Outside the hotel, despite the pollution, the sky was clear and blue, with a few wisps of decorative clouds playing hide-and-seek. During the long ride out from the city, there was not much to see except bicycles, pedicabs, handcarts, and the ubiquitous exhaust-spewing trucks. A few poplars stood forlornly by the road as we passed several old brick-and-tile houses and a rusting crane beside the skeleton of a half-constructed low building.
Finally the taxi pulled to a stop. I’d arrived at the footh
ills of Mount Li, where the famous Huaqing Hot Springs was located. Now feeling gritty and sweaty, I desperately craved a bath—private or public.

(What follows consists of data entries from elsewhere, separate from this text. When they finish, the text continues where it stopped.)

PR #500, opened 2020-12-18
refactor: docs, typing, refactor code

haakon-e:
Various refactoring of the code

Pay particular attention to the suggestion that block matrix indices are set in the `__init__` functions of the respective parent classes, instead of explicitly writing 0, 1, 2.


keileg:
This one was left hanging for too long (we never really had the capacity to incorporate the relevant parts of the proposed changes), and in the meantime many of the proposed changes have been incorporated independently. 

Resurrecting the branch at this stage will not be worth it at this stage, so I'll close it.

PR #505, opened 2021-01-21
ENH: Export labels to networkx in FractureNetwork2D

rbe051:
Should there be an option to not export the tags?
I used this to be able to identify which edges in networkx belongs to which fractures in the network


keileg (approved):
Looks useful. I will merge.

PR #507, opened 2021-02-03
Add infinite colors to fracture viz

rbe051:
Just rotate on 20 colors if more than twelve fractures are given

### DIFF
--- a/src/porepy/viz/fracture_visualization.py
+++ b/src/porepy/viz/fracture_visualization.py
@@ -80,7 +80,7 @@ def plot_fractures(pts, edges, domain=None, colortag=None, ax=None, **kwargs):
                 (0, 0, 0.5),
             ]
         else:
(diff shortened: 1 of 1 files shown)


rbe051:
Pytest in 3.7 breaks because cython is not installed. Why mypy breaks in 3.7 and 3.8 I don't know. But it can not be because of the 1 line I changed?
I suggest merging this PR and figure out why 3.7 and 3.8 breaks in an other PR

keileg:
It likely breaks because the tests are run with numpy 1.20. I will see if I can make this work in a separate branch. Until then, we either enforce np < 1.20, or put this on hold; we will not merge before the tests are running.

keileg:
Support for 3.6 will also be dropped, since np no longer supports it. just as well.

keileg (approved):
I will take care of the merging once  I have dealt with numpy 1.20 et al

PR #521, opened 2021-03-11
Fix bug when using multiple active Ad variables

jwboth:
The previous capability for solving for subsystems did only allow solving for a single field. The update allows for combining solution for multiple fields, e.g., given pressure, and two saturations, the current approach ultimately allows for solving for both saturations simultaneously.

Note: This PR is basis for the PR "Provide variant of distribute_variable of DofManager.".


keileg:
@jwboth It seems this PR har several commits in common with #522, at least the same parts of the code seems to be changed. Can we do one at a time?

jwboth:
@keileg This should also be deleted.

I paid a few renminbi and entered the reconstructed palacelike complex. I soon relaxed as I strolled by ponds with lotuses floating over carp swaying their tails lazily among weeds. As I took out my camera, a statue in the middle of a lake caught my attention. A plaque informed me that this was Yang Guifei in the Nine-Dragon Lake. This most famous of imperial concubines had bathed in the Huaqing Pool with Emperor Tang Xuanzong on many moonlit evenings a thousand years ago. Although the statue was crudely rendered, the story behind it was moving.
Among all the three thousand exquisite, flirtatious concubines in the inner palace, Emperor Xuanzong loved only one—Concubine Yang. Her beauty was reputed to be so stunning that it shamed the moon and mortified the flowers. In the following centuries, Yang was the muse of numerous poets and painters.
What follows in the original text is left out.